Modules are identified and designed such that they can be organized into a top-down hierarchical structure (similar to an organization chart). In C, each module refers to a function that is responsible for a single task.

Some characteristics of modular programming are:

  1. Each module should do only one thing.
  2. Communication between modules is allowed only by a calling module.
  3. A module can be called by one and only one higher module.
  4. No communication can take place directly between modules that do not have calling-called relationship.
  5. All modules are designed as single-entry, single-exit systems using control structures.

Elements of User Defined Function

We have discussed and used a variety of data types and variables in our programs so far. However, declaration and use of these variables were primarily done inside the main function. As we mentioned in Chapter 4, functions are classified as one of the derived data types in C. We can therefore define functions and use them like any other variables in C programs. It is therefore not a surprise to note that there exist some similarities between functions and variables in C.

  • Both function names and variable names are considered identifiers and therefore they must adhere to the rules for identifiers.
  • Like variables, functions have types (such as int) associated with them.
  • Like variables, function names and their types must be declared and defined before they are used in a program.

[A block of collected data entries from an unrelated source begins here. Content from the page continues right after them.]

Issue #168, opened 2017-12-18
Have multiple apt repositories for development


celskeggs:
Currently, we only have one, which gets used both for mainline packages and testing packages. We need an easy way to have multiple and switch between them.

krawthekrow:
Instead of multiple repositories, we could use multiple suites in the same repository:

- [ ] Currently homeworld-apt-setup, homeworld-knc and homeworld-keysystem are manually downloaded and integrated into the ISO by Spire, and installed at post-install. We could do this only for homeworld-apt-setup, and do apt-get update/upgrade/install during post-install. (iso.py, postinstall.sh)
- [ ] Add a switch to select which suite to install from in infra install-packages and affected seq commands. (infra.py, seq.py)
- [ ] Add a switch for upload-debs/rebuild.sh to specify which suite we're building for.
- [ ] Create the testing suite.
- [ ] Add the testing suite to homeworld.sources.

Does this sound like a reasonable approach?

andersk:
I don’t think you want testing to require bits on the same repository that serves prod—that’s going to make development inconvenient and might lead to accidents on prod.

celskeggs:
Agreed with andersk. We probably want to have actual different `apt` repositories, not just different suites.

Also, having just "prod" and "testing" would miss the point. The point is to be able to have arbitrary numbers of repositories -- "prod", "mtheng-1", "cela-trying-out-new-etcd", et cetera.

krawthekrow:
Including packages other than apt-setup in the ISO would require having to set the apt repository source in two places -- in homeworld-apt-setup and in Spire. Here's a proposal for multiple apt repositories:

- [ ] Create and document a process flow for creating a personal homeworld-apt-setup deb.
- [ ] As above, only copy in homeworld-apt-setup when generating the ISO, and update/upgrade/install in post-install.
- [ ] Add a switch to iso.py that chooses whether to download the prod homeworld-apt-setup deb or use the locally built one.
- [ ] Add configuration for upload-debs/rebuild.sh.

celskeggs:
I would consider the following set of changes:

- [ ] Split out the `/building/build-debs/binaries/` folder into multiple variants, one for each apt branch.
- [ ] Require specifying which apt branch we're building for, whenever we build a package. This lets the `homeworld-apt-setup` package and the `homeworld-admin-tools` package know which apt branch is in use.
[...]

PR #201, opened 2018-01-10
Make apt repository configurable

krawthekrow:
Solution for #168.

This solution uses environment variables to propagate the chosen apt repository throughout the building process, and uses a lookup table to find the associated signing key. It requires the developer to have the repository signing key in his GPG keyring. Reprepro updates is used to implement the default repository; this also requires the developer to have the default repository's public key in his GPG keyring (gpg2 specifically, since that's what reprepro uses). ~It currently points to the main homeworld repository, but I'd work on making that configurable.~


building/build-debs/common/package-build-helpers.sh
```diff
@@ -7,9 +7,23 @@ then
 	exit 1
 fi
 
+if [ -z "${APT_REPOSITORY:-}" ]
+then
+	echo "Need to specify apt repository:"
+	echo "\$ export APT_REPOSITORY=<username>/<branch>"
```
celskeggs: You can use single quotes for this, instead of escaping.

building/build-debs/homeworld-admin-tools/src/packages.py
```diff
@@ -149,5 +148,11 @@ def verified_download_full(package_list: tuple) -> dict:
     """Download all the packages from the specified list from the main repository, including verifying them.
 
     Returns a mapping of {package_name: (short_filename, package_bytes), ...}"""
-    verified_info = download_and_verify_package_list(REPO_URL)
-    return {package_name: download_package(package_name, verified_info) for package_name in package_list}
+    apt_repository = resource.get_resource("APT_REPOSITORY").decode().rstrip()
+    apt_url = "http://web.mit.edu/hyades/apt/" + apt_repository
```
celskeggs: The base URL should still be a constant, instead of inline.

building/build-debs/homeworld-apt-setup/build-package.sh
```diff
@@ -2,4 +2,8 @@
 set -eu
 source ../common/package-build-helpers.sh
 
+sed "s;\\\${APT_REPOSITORY};${APT_REPOSITORY};g" < homeworld.sources.in > homeworld.sources
```
celskeggs: Might be worth doing this in a way that doesn't require that a specific character is not present in the value of ${APT_REPOSITORY} -- or at least will properly error out in that case.

building/upload-debs/conf/updates
```diff
@@ -0,0 +1,4 @@
+Name: homeworld
+Components: main
+Method: http://web.mit.edu/hyades/debian/
+VerifyRelease: 9EE78588
```
celskeggs: We should never use an eight-character hash to verify anything, if we can help it. Can we use a 16-character hash here?

building/upload-debs/rebuild.sh
```diff
@@ -1,7 +1,25 @@
...
+
+sed "s;\\\${APT_SIGNING_KEY};${APT_SIGNING_KEY};g" < conf/distributions.in > conf/distributions
+
 cd "$(dirname "$0")"
-reprepro -Vb . includedeb homeworld ../build-debs/binaries/homeworld-*.deb
-rsync -av --progress --delete-delay ./dists ./pool /mit/hyades/debian/
+gpg --import default-repo-signing-key.gpg
+reprepro -Vb . update
+reprepro -Vb . includedeb homeworld ../build-debs/binaries/${APT_REPOSITORY}/homeworld-*.deb
+rsync -av --progress --delete-delay ./dists ./pool /mit/hyades/apt/${APT_REPOSITORY}/
```
celskeggs: You should make sure that you properly quote any substitutions like this.

building/upload-debs/rebuild.sh
```diff
@@ -1,7 +1,25 @@
...
+	exit 1
+fi
+
+sed "s;\\\${APT_SIGNING_KEY};${APT_SIGNING_KEY};g" < conf/distributions.in > conf/distributions
+
 cd "$(dirname "$0")"
-reprepro -Vb . includedeb homeworld ../build-debs/binaries/homeworld-*.deb
-rsync -av --progress --delete-delay ./dists ./pool /mit/hyades/debian/
+gpg --import default-repo-signing-key.gpg
+reprepro -Vb . update
```
celskeggs: Does `update` correctly handle the situation where we're trying to publish to the base repository?

building/upload-debs/rebuild.sh
```diff
@@ -1,7 +1,25 @@
...
+	echo "\$ export APT_SIGNING_KEY=<key identifier>"
+	exit 1
+fi
+
+sed "s;\\\${APT_SIGNING_KEY};${APT_SIGNING_KEY};g" < conf/distributions.in > conf/distributions
+
 cd "$(dirname "$0")"
-reprepro -Vb . includedeb homeworld ../build-debs/binaries/homeworld-*.deb
-rsync -av --progress --delete-delay ./dists ./pool /mit/hyades/debian/
+gpg --import default-repo-signing-key.gpg
```
celskeggs: I'm wary about automatically changing the state of the user's GPG keyring. Can you comment on whether this is necessary?

building/build-debs/homeworld-admin-tools/inner-build.sh
```diff
@@ -18,6 +18,10 @@ then
     echo >>src/resources/GIT_VERSION
 fi
 
+echo -n "$APT_REPOSITORY" >>src/resources/APT_REPOSITORY
```
celskeggs: Is there a reason to have this file lack a trailing newline?

building/upload-debs/conf/updates
```diff
@@ -0,0 +1,4 @@
+Name: homeworld
+Components: main
+Method: http://web.mit.edu/hyades/debian/
```
celskeggs: We probably want to change the upstream branch from `/hyades/debian/` to `/hyades/apt/root/master/` or something. Currently, the modified rebuild.sh script can't actually publish to the upstream branch...

building/build-debs/common/package-build-helpers.sh
```diff
@@ -7,9 +7,23 @@ then
...
+then
+	echo "Need to specify apt signing key:"
+	echo "\$ export APT_SIGNING_KEY=<key identifier>"
+	exit 1
+fi
+
 DVERSION="$(head -n 1 debian/changelog | cut -d '(' -f 2 | cut -d ')' -f 1)"
 VERSION="$(echo "$DVERSION" | cut -d '-' -f 1)"
-BIN=../binaries
+BIN=../binaries/${APT_REPOSITORY}
```
celskeggs: This substitution should probably be quoted.

building/upload-debs/conf/updates
krawthekrow: Configuring upstream is pretty much just changing this updates file; I don't think it's necessary to integrate it into our build process. In fact, if I understand reprepro correctly, you can define multiple upstream repositories here under different names, then it'd just be a matter of changing the name in the "Update:" field in conf/distributions to decide which one to use.

Could you move /hyades/debian/ to /hyades/apt/root/master/? (It's currently empty.) I don't have the bits for that.

building/upload-debs/rebuild.sh
krawthekrow: I'm also uncomfortable with this part. However, reprepro doesn't seem to have a mechanism for using a key file directly. Looking at the man pages, though, it looks like I can specify a temporary GnuPG home directory for reprepro to use; I'll try doing that.

building/upload-debs/rebuild.sh
krawthekrow: In theory, it should -- it only pulls updates if the version number is less than your currently built version, so you would have the updated debs in your repository when you rsync them over. It would be better to test this though -- could you do it just before merge? I don't have the bits for that

building/upload-debs/rebuild.sh
krawthekrow: My mistake, will fix.

building/build-debs/homeworld-apt-setup/build-package.sh
krawthekrow: It would be nice if Bash had a cleaner way to do substitutions in files. Is this a security concern, or are we just handling the possibility of having special characters in future apt branches? I could use something from https://stackoverflow.com/a/2705678/1263980, but it might be easier (and better) to just limit the characters allowed in apt branch names, like to [A-Za-z0-9_-].

building/build-debs/homeworld-admin-tools/inner-build.sh
krawthekrow: There isn't, but only because rstrip is done on the Python side. I'll remove it the flag here.

building/build-debs/common/package-build-helpers.sh
krawthekrow: Thanks! Forgot you could do that.

building/build-debs/homeworld-apt-setup/build-package.sh
celskeggs: Just limiting the characters sounds good to me.

building/upload-debs/conf/updates
celskeggs: I've moved the folder, and left a symlink from /hyades/debian.

Your thoughts on configurable upstreams seem reasonable. Good enough for me.

building/upload-debs/rebuild.sh
celskeggs: Both of those work. Using a temporary GnuPG directory is good. Verifying that the key is in the keyring and telling the developer to import it if not is also good.

building/upload-debs/rebuild.sh
celskeggs: Yeah, I can test this once we're closer to merge.

Have we confirmed that `update` verifies signatures properly?

building/build-debs/homeworld-admin-tools/build-package.sh
```diff
@@ -11,5 +11,10 @@ git rev-parse HEAD | tr -d '\n' >resources/GIT_VERSION
 [[ -n "$(git status --porcelain)" ]] && echo -n "-dirty" >>resources/GIT_VERSION
 echo >>resources/GIT_VERSION
 
+echo "${HOMEWORLD_APT_BRANCH}" >>resources/APT_BRANCH
+
+HOMEWORLD_APT_SIGNING_KEY="$(cd ../.. && source get-apt-signing-key.sh)"
```
celskeggs: Why does this need to be sourced? Why do we need to change directories to use it?

Any reason not to make it a function instead of an entire script?

building/build-debs/homeworld-admin-tools/build-package.sh
```diff
@@ -11,5 +11,10 @@ git rev-parse HEAD | tr -d '\n' >resources/GIT_VERSION
...
+gpg --export "${HOMEWORLD_APT_SIGNING_KEY}" >>resources/homeworld-archive-keyring.gpg
```
celskeggs: Maybe we want to clean up this file automatically, just like GIT_VERSION?

building/build-debs/homeworld-admin-tools/debian/rules
```diff
@@ -17,7 +17,7 @@ include /usr/share/dpkg/default.mk
 #export DEB_LDFLAGS_MAINT_APPEND = -Wl,--as-needed
 
 override_dh_auto_build:
-	VERSION="${DEB_VERSION_UPSTREAM}" ./inner-build.sh
+	VERSION="${DEB_VERSION_UPSTREAM}" HOMEWORLD_APT_BRANCH="${HOMEWORLD_APT_BRANCH}" ./inner-build.sh
```
celskeggs: Huh. Why is this necessary?

building/build-debs/homeworld-admin-tools/src/packages.py
```diff
@@ -149,5 +150,11 @@ def verified_download_full(package_list: tuple) -> dict:
...
-    verified_info = download_and_verify_package_list(REPO_URL)
-    return {package_name: download_package(package_name, verified_info) for package_name in package_list}
+    apt_branch = resource.get_resource("APT_BRANCH").decode().rstrip()
+    apt_url = APT_REPO_BASE + apt_branch
+    try:
+        verified_info = download_and_verify_package_list(apt_url)
+        return {package_name: download_package(package_name, verified_info) for package_name in package_list}
+    except urllib.error.HTTPError:
+        command.fail("unable to access apt repository",
+            "do you have an apt repository at %s?" % apt_url)
```
celskeggs: Might be worth using consistent terminology: apt branch, not apt repository.

building/get-apt-signing-key.sh
```diff
@@ -0,0 +1,21 @@
+while read branch key; do
+	if [ "${branch}" == "${HOMEWORLD_APT_BRANCH}" ] || [ "${branch}" == "$(echo ${HOMEWORLD_APT_BRANCH} | cut -d '/' -f 1)" ]; then
+		HOMEWORLD_APT_SIGNING_KEY="${key}"
+		break
+	fi
+done < signing-keys
```
celskeggs: For the sake of readability, I think people usually wrap constructs in parentheses if they're going to have things redirected into them afterwards?

i.e.:

    (for x in y; do
        <code>
    done) > output-file

building/get-apt-signing-key.sh
```diff
@@ -0,0 +1,21 @@
...
+
+if [ -z "${HOMEWORLD_APT_SIGNING_KEY:-}" ]
+then
+	echo 'apt branch not found in signing-keys'
```
celskeggs: Since the result is normally echoed, it might be worth making sure that errors are sent to stderr? (`1>&2`)

building/validate-apt-branch.sh
```diff
@@ -0,0 +1,14 @@
...
+	exit 1
+fi
+
+apt_branch_regex='^[0-9a-zA-Z_-]+\/[0-9a-zA-Z_-]+$'
+if ! [[ "${HOMEWORLD_APT_BRANCH}" =~ $apt_branch_regex ]]
+then
+	echo 'Apt branch invalid. Should be of the form <username>/<branch>.'
+	echo 'Allowed characters: [0-9a-zA-Z_-]'
+	exit 1
+fi
```
celskeggs: I might consider turning get-apt-signing-key.sh into a function in this file.

docs/build.md
```diff
@@ -17,7 +17,26 @@ That will let you build everything as described here.  If you also want to be ab
  * python3-yaml
  * zip
 
+# Create a personal apt repository
+
+Set the apt branch environment variable (you will have to do this every session):
+
+    $ export HOMEWORLD_APT_BRANCH=<username>/<branch>
+
+Do `gpg --list-keys --keyid-format long` to find the key you would like to sign your repository with. Add an entry to `building/signing-keys`:
```
celskeggs: Perhaps suggest generating a key, and specifically discourage from using a regular long-lived PGP key?

docs/build.md
```diff
@@ -17,7 +17,26 @@ That will let you build everything as described here.  If you also want to be ab
...
+
+    $ echo "${HOMEWORLD_APT_BRANCH} <key-id>" >> building/signing-keys
+
+Import the default apt repository signing key:
+
+    $ cd building/upload-debs
+    $ gpg --import default-repo-signing-key.gpg
+    $ cd ../..
```
celskeggs: You can just have them import a relative path, instead of cding there.

building/validate-apt-branch.sh
```diff
@@ -0,0 +1,14 @@
+if [ -z "${HOMEWORLD_APT_BRANCH:-}" ]
```
celskeggs: It might be worth sticking these two script in a subdirectory of `/building/`, as directly under `/building/` is a strange place to stick scripts.

building/build-debs/homeworld-admin-tools/debian/rules
krawthekrow: Oops, forgot to remove that.

building/setup-apt-branch/setup-apt-branch.sh
```diff
@@ -0,0 +1,39 @@
...
+    done < `dirname $BASH_SOURCE`/signing-keys
+
+    if [ -z "${HOMEWORLD_APT_SIGNING_KEY:-}" ]
+    then
+        echo 'error: apt branch not found in signing-keys' >&2
+        exit 1
+    fi
+
+    apt_signing_key_regex='^[0-9a-zA-Z]+$'
+    if ! [[ "${HOMEWORLD_APT_SIGNING_KEY}" =~ $apt_signing_key_regex ]]
```
celskeggs: Is there a reason why you're defining a variable, just to use it exactly once?

building/setup-apt-branch/setup-apt-branch.sh
```diff
@@ -0,0 +1,39 @@
...
+    then
+        echo 'error: apt signing key invalid' >&2
+        exit 1
```
celskeggs: Have you confirmed that this error checking works?

docs/build.md
```diff
@@ -42,6 +63,8 @@ To upload packages, ONLY IF YOU ARE SUPPOSED TO RELEASE YOUR CHANGES:
 
     $ cd building/upload-debs
     $ aklog sipb    # authenticate to the SIPB AFS cell, if necessary
+        # Note that you will need Kerberos tickets
+        # (generate them with kinit) to access AFS.
```
celskeggs: Any reason that one of these is after the 'aklog' and one of these is before?

building/setup-apt-branch/setup-apt-branch.sh
krawthekrow: Yes, I have tested this manually with different inputs.

docs/build.md
krawthekrow: No, I'll fix that.

building/setup-apt-branch/setup-apt-branch.sh
krawthekrow: No. I had problems getting the inline regex to work earlier, but it works now that other bugs have been fixed. I'll change both regexes to inline.

celskeggs:
Needs rebase.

In order to make use of a user-defined function, we need to establish three elements that are related to functions.

  1. Function definition.
  2. Function call.
  3. Function declaration.

The function definition is an independent program module that is specially written to implement the requirements of the function. In order to use this function we need to invoke it at a required place in the program. This is known as the function call. The program (or a function) that calls the function is referred to as the calling program or calling function. The calling program should declare any function (like declaration of a variable) that is to be used later in the program. This is known as the function declaration or function prototype.